When 1RAR returned to Australia in February 1969 Edwards was posted to Headquarters, 1st Australian Task Force.

On 11 May 1969 Edwards flew out of Saigon for rest and recreation leave in Australia. He arrived in Sydney and spent the next week with Paula. Edwards returned to South Vietnam on 21 May and was posted to the 9th Battalion, the Royal Australian Regiment.

When he arrived at the battalion, Edwards was assigned to 5 Section, 11 Platoon, D Company. The section was led by Corporal Bruno Adamczyk, an experienced soldier with previous service in Borneo.

On 29 June 9RAR was deployed by road and air on Operation Matthew, a reconnaissance-in-force operation. The operational area was east of the Courtenay Rubber Plantation. On 12 July, 11 Platoon, 9RAR was patrolling in the centre of its area of operations when near midday a bunker system was located.

Adamcyzk took Edwards and scouted forward to the first enemy bunker. When Adamcyzk threw a grenade into the bunker, the Viet Cong – who were lying in wait – opened fire from nearby positions with automatic rifles and an M-79 grenade launcher. Both Edwards and Adamcyzk were killed immediately.

The other members of 11 Platoon fought forward to the bunker system. During the contact, the platoon commander called in mortars, artillery and helicopter gunships to harass the Viet Cong, but when the Australians reached the bunkers, the enemy had gone. They were left with the sad task of recovering the bodies of their mates.

Edwards’s body was returned to Australi, and on the 25th of July was laid to rest with full military honours in St Marys Cemetery.

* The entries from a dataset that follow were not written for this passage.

PR #824, opened 2016-11-18
update sql clauses to 3.10.0

kunkun-tang:
Multi Executor mode is already applied in production for more than 1 years. It's time to update the sql clauses to match the latest multi executor Mode.


HappyRay:
How did you test?

HappyRay:
@jamiesjc could you review this change?

fsi206914:
I already released the new sql changes to one of our new AZ DB. Will evaluate how it behave after AZ is set up there. @HappyRay

azkaban-sql/src/sql/database.properties
```diff
@@ -1 +1 @@
-version=3.0
+version=3.10.0
```
fsi206914: I've no much idea how to modify this version. Just give it a recent number.

suvodeep-pyne: I don't think this file is used anywhere. I'm ok with deleting this file.

suvodeep-pyne:
Hey @fsi206914, How are the sql files being used / read in the code ?

fsi206914:
@suvodeep-pyne I believe these sql files were not read/used in the internal AZ code. I just copy tables one by one every time I set up an AZ db.

fsi206914:
removed database.properties file.

HappyRay:
The file database.properties is referenced in  azkaban.database.AzkabanDatabaseSetup#findOutOfDateTable.

kunkun-tang:
@HappyRay I checked the logic. There is a boolean configuration database.check.version. If it is true, we will do the setup table automatically when web server start. I believe we should keep safe and get the file back to repo.

kunkun-tang:
Evaluated in our another az cluster, and it is working well.

Issue #823, opened 2016-11-18
azzkaban api call for fetch running execution is not working


tk0485:
trying to run :
curl -k -data "session.id=34ba08fd-5cfa-4b65-94c4-9117aee48dda&ajax=getRunning&project=azkaban-test-project&flow=test"' https://localhost:8443/executor

but its not working, its giving me error: couldn't resolve host 
is this endpoint has been depreciated? I checked it in azkaban source code and it seems to be there but for some reason its not working. is it a bug? or am I doing something wrong?

fsi206914:
@tk0485 are testing Azkaban using your solo server? the default port should be 8081, right?

tk0485:
yes, I'm using a solo server and the port is configured. Other api calls work fine and I can get the session id fine too except for this call.

KyleFung:
Maybe it's a copy paste error into github, but it seems your quotes don't match. Can you confirm this?
Just before your host name you have a double quote followed by a single quote.

tk0485:
@KyleFung as you have already guessed .. its a copy paste from azkaban github page, I deleted the single quote when I used the curl command in my tests.

tk0485:
I found the reason for my issue. There is a missing dash from the --data in the curl command, the curl command should like:
curl -k --data "session.id=34ba08fd-5cfa-4b65-94c4-9117aee48dda&ajax=getRunning&project=azkaban-test-project&flow=test" https://localhost:8443/executor

instead of having a single dash leading "data", I also deleted the extra single quote before hostname. Could Azkaban team please update their documentation to reflect the correct command.

KyleFung:
Fixed. Thanks for reporting.

KyleFung:
Closed via #826

PR #826, opened 2016-11-21
Fixed some typos in example curl commands (#823)

KyleFung:
Some instances of "--data" are written as "-data". Also there was a
random single quote floating in one of the commands. Removed them so as
not to mislead new users.


fsi206914:
LGTM.

Issue #818, opened 2016-11-17
Schedule job failed due to "azkaban.utils.UndefinedPropertyException: Missing required property 'azkaban.native.lib'"


ldzhjn:
17-11-2016 01:13:13 PST foo INFO - 1 commands to execute.
17-11-2016 01:13:13 PST foo INFO - effective user is: azkaban
17-11-2016 01:13:13 PST foo ERROR - Job run failed!
azkaban.utils.UndefinedPropertyException: Missing required property 'azkaban.native.lib'
at azkaban.utils.Props.getString(Props.java:478)
at azkaban.jobExecutor.ProcessJob.run(ProcessJob.java:120)
at azkaban.execapp.JobRunner.runJob(JobRunner.java:595)
at azkaban.execapp.JobRunner.run(JobRunner.java:446)
at java.util.concurrent.Executors$RunnableAdapter.call(Executors.java:511)
at java.util.concurrent.FutureTask.run(FutureTask.java:266)
at java.util.concurrent.ThreadPoolExecutor.runWorker(ThreadPoolExecutor.java:1142)
at java.util.concurrent.ThreadPoolExecutor$Worker.run(ThreadPoolExecutor.java:617)
at java.lang.Thread.run(Thread.java:745)
17-11-2016 01:13:13 PST foo ERROR - Missing required property 'azkaban.native.lib' cause: null
17-11-2016 01:13:13 PST foo INFO - Finishing job foo attempt: 0 at 1479373993806 with status FAILED

This is the error log when I try to schedule a simple command job on solo server.
I tried adding azkaban.native.lib in the job file and azkaban.properties file, the error is the same.

ldzhjn:
I was following this guide to setup the solo server and I didn't install any plugins
http://azkaban.github.io/azkaban/docs/latest/#solo-setup

hderms:
I have the same issue

hderms:
I was trying to evaluate whether to use Azkaban versus another workflow management tool but the fact that the example doesn't work is disconcerting

fsi206914:
@hderms This issue is fixed by #827, and is under review now.

rajivchodisetti:
Am not using Solo server mode but trying to install stand alone executor and webserver , but am also running into the same issue , I haven't installed any plugins 


29-11-2016 17:02:49 IST dim_date ERROR - Job run failed!
azkaban.utils.UndefinedPropertyException: Missing required property 'azkaban.native.lib'
[...]

PR #809, opened 2016-11-14
Consolidate common code808

jamiesjc:
Combined common code to configure job properties in one method.
Changes based on comments in Pull request #807.

PR #827, opened 2016-11-22
Fix issues on solo server with Execute-As-User changes(#818)

jamiesjc:
Users are seeing issues with the execute.as.user change(#809) on solo server without installing plugins.
Actually there is no need to change user on solo server and jobs can be executed by Azkaban itself.
So I added the new plugin folder to put configuration file for solo server and set execute.as.user to false there. Verified locally on solo server and it should fix the issue (#818).


fsi206914:
LGTM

He was 23 years old.

Edwards’ name is listed on the Roll of Honour on my left, along with more than 500 others from the Vietnam War.

This is but one of the many stories of service and sacrifice told here at the Australian War Memorial. We now remember Private Beresford Paul Edwards, who gave his life for us, for our freedoms, and in the hope of a better world.

The Memorial acknowledges the research compiled by Sandra (Merinda) Smith in conjunction with Edwards’s family in assisting to write this story.